I'd greatly appreciate hints or even links to howtos.

----------

## xpunkrockryanx

i just got kismet working with my orinoco card. since the airport card is just a repackaged orinoco (from what i understand), maybe i can help you. see if this works:

first you'll need to modify your /etc/kismet/kismet.conf file. 

1.) make sure to change the suiduser= option to include a non-root user so that kismet can drop it's root priveledges. 

2.) change the source= option to source=orinoco,ethX,Kismet. 

3.) set gps=false if you're not using gps.

4.) you might want to modify the logtemplate= option at the bottom. i set mine to %h/.kismet/logs/%n-%d-%i.%l and then created the ~/.kismet and ~/.kismet/logs directories. where ever you have the logs to must be writable by the user you set the suiduser= option to. in my case, i used my normal userid for the suiduser= option (i'm the only person that will be using kismet on this laptop).

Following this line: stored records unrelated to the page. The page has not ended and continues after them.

PR #1738, opened 2016-10-28
ChartUtils Crash (Fixes #1737)

### LINKED ISSUE #1737: ChartUtils Crash on 32 Bit Devices
On 32 Bit Devices the function `decimals` in `ChartUtils` causes a bad memory access when the default formatter for a Chart is created.

``` swift
    internal class func decimals(_ number: Double) -> Int
    {
        if number.isNaN || number.isInfinite || number == 0.0
        {
            return 0
        }

        let i = roundToNextSignificant(number: Double(number))

        if i.isInfinite
        {
            return 0
        }

        return Int(ceil(-log10(i))) + 2
    }
```

That is because `i` is NaN so the line `return Int(ceil(-log10(i))) + 2` crashes.

ObjColumnist:
Check that i is valid after rounding to prevent a crash.

### DIFF
--- a/Source/Charts/Utils/ChartUtils.swift
+++ b/Source/Charts/Utils/ChartUtils.swift
@@ -51,7 +51,7 @@ open class ChartUtils
         
         let i = roundToNextSignificant(number: Double(number))
         
-        if i.isInfinite
+        if i.isNaN || i.isInfinite
         {
             return 0
         }


liuxuan30:
seems a dup to https://github.com/danielgindi/Charts/pull/1733

PR #1744, opened 2016-10-29
Negative bar now represented by negative range (Fixes #1726)

### LINKED ISSUE #1726: Weird highlight rect in Stacked Bar Chart Negative
Just seeing a weird highlight for bars in Stacked Bar Chart Negative
sbn

SumoSimo:
Try to fix #1726
Positive ranges were previously created for the negative side of the bar. Therefore, tapping on the positive side of a bar would initiate a search for a range that contains the specified point, which in turn returns the first range at index 0 and represents the negative side of the bar. This range is then used to highlight the positive portion of the bar. As an example, if the positive side has a range of 0 to 13, and the negative side has a range of 0 to 12 (because again, the current implementation treats negative ranges as positive), the range of 0 to 12 will be used to highlight the positive side, because that range comes first in the array [Range(0, 12), Range(0, 13)]. This is why we see that weird highlight, which is missing one unit of highlight.

Notice that this issue goes away when you tap the very edge of the bar that has this weird highlight. Using the aforementioned example, if you tap the very edge of the positive bar, such that the y-value is greater than 12, then you get the full highlight because Range(0, 12) does not contain that y-value, but Range(0, 13) does.

### DIFF
--- a/Source/Charts/Data/Implementations/Standard/BarChartDataEntry.swift
+++ b/Source/Charts/Data/Implementations/Standard/BarChartDataEntry.swift
@@ -150,8 +150,8 @@ open class BarChartDataEntry: ChartDataEntry
             
             if value < 0
             {
-                _ranges?.append(Range(from: negRemain, to: negRemain + abs(value)))
-                negRemain += abs(value)
+                _ranges?.append(Range(from: negRemain, to: negRemain + value))
+                negRemain += value
             }
             else
             {


liuxuan30:
I guess highlighting bars when negative values involoved has more bugs than we first thought.
Your code fixes the original issue I reported, however,
in stacked bar chart (ChartsDemo), if you change code like this:
```objective-c
{
    NSMutableArray *yVals = [[NSMutableArray alloc] init];
    
    {
        double mult = (range + 1);
        double val1 = (double) (arc4random_uniform(mult) + mult / 3);
        double val2 = (double) (arc4random_uniform(mult) + mult / 3);
        double val3 = (double) (arc4random_uniform(mult) + mult / 3);
        if (i % 2 == 0)
            [yVals addObject:[[BarChartDataEntry alloc] initWithX:i yValues:@[@(val1), @(val2), @(val3)]]];
        else
            [yVals addObject:[[BarChartDataEntry alloc] initWithX:i yValues:@[@(-val1), @(-val2), @(val3)]]];
    }
```
and then try highlight negative bar segments, it breaks again:
neg

SumoSimo:
I see. I'll take a look later today.

By the way, I changed the code like you had mentioned, but I couldn't get the negative y-values to appear. Was there a setting you modified to get those to show?

liuxuan30:
I just modified Stack bar chart demo and post all changes I made. Not sure what you can't reproduce.

danielgindi:
@liuxuan30 It seems to me that the PR fixes the issue. Do you see any side-effects to this PR? Does this completely fix what you are experiencing?

danielgindi:
Oh right... I tested your sample. It is messed up still

danielgindi:
I think that the PR does not fix, but make the rendering go wrong.
The fix should be in the highlighter's code maybe.

danielgindi:
I did found that the line of code you changed is different from Android implementation. I'm commiting a fix.
But that still does not fix it.

danielgindi:
@PhilJay we do have a problem here. Try to do what @liuxuan30  suggested in MPAndroidChart demo:
Replace in `StackedBarActivity.java`
```
            yVals1.add(new BarEntry(i, new float[]{val1, val2, val3}));
```

by 
```
            if (i % 2 == 0)
                yVals1.add(new BarEntry(i, new float[]{val1, val2, val3}));
            else
                yVals1.add(new BarEntry(i, new float[]{-val1, -val2, val3}));
```

And comment out the `axisMinimum` line.
Now try to highlight the negative bars.

So when there are mixed positives/negatives - we cannot highlight.

PR #1745, opened 2016-10-30
Fix: extra offsets added in PieRadarChartViewBase

Negativchik:
calculateOffsets() function adds extra offsets: 

```
    legendTop += self.extraTopOffset
    legendRight += self.extraRightOffset
    legendBottom += self.extraBottomOffset
    legendLeft += self.extraLeftOffset
    ...
    let offsetLeft = max(minOffset, legendLeft)
    let offsetTop = max(minOffset, legendTop)
    let offsetRight = max(minOffset, legendRight)
    let offsetBottom = max(minOffset, max(self.requiredBaseOffset, legendBottom))
```

Then, diameter reduces by extra offsets. 

```
open var diameter: CGFloat
    {
        var content = _viewPortHandler.contentRect
        content.origin.x += extraLeftOffset
        content.origin.y += extraTopOffset
        content.size.width -= extraLeftOffset + extraRightOffset
        content.size.height -= extraTopOffset + extraBottomOffset
        return min(content.width, content.height)
    }
```

So pie chart becomes smaller then it was expected.

### DIFF
--- a/Source/Charts/Charts/PieRadarChartViewBase.swift
+++ b/Source/Charts/Charts/PieRadarChartViewBase.swift
@@ -217,12 +217,12 @@ open class PieRadarChartViewBase: ChartViewBase
             legendRight += self.requiredBaseOffset
             legendTop += self.requiredBaseOffset
             legendBottom += self.requiredBaseOffset
+            
+            legendTop += self.extraTopOffset
+            legendRight += self.extraRightOffset
+            legendBottom += self.extraBottomOffset
+            legendLeft += self.extraLeftOffset
         }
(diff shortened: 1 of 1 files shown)


danielgindi:
To me it seems like the diameter being affected by the extra offsets is pretty much expected...
As it is meant to move or shrink that charts, and leave more space for the legend.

next, you'll need to modify /etc/kismet/kismet_ui.conf. i couldn't get the client to connect to the server until i changed the default option of host=localhost:2501 to host=127.0.0.1:2501 for some reason. i don't know why it worked like that, but it did. you might try the same.

next, run "kismet_monitor -H". this will set your airport (orinoco) card into monitor mode, and the -H switch indicates that it should hop through the different channels.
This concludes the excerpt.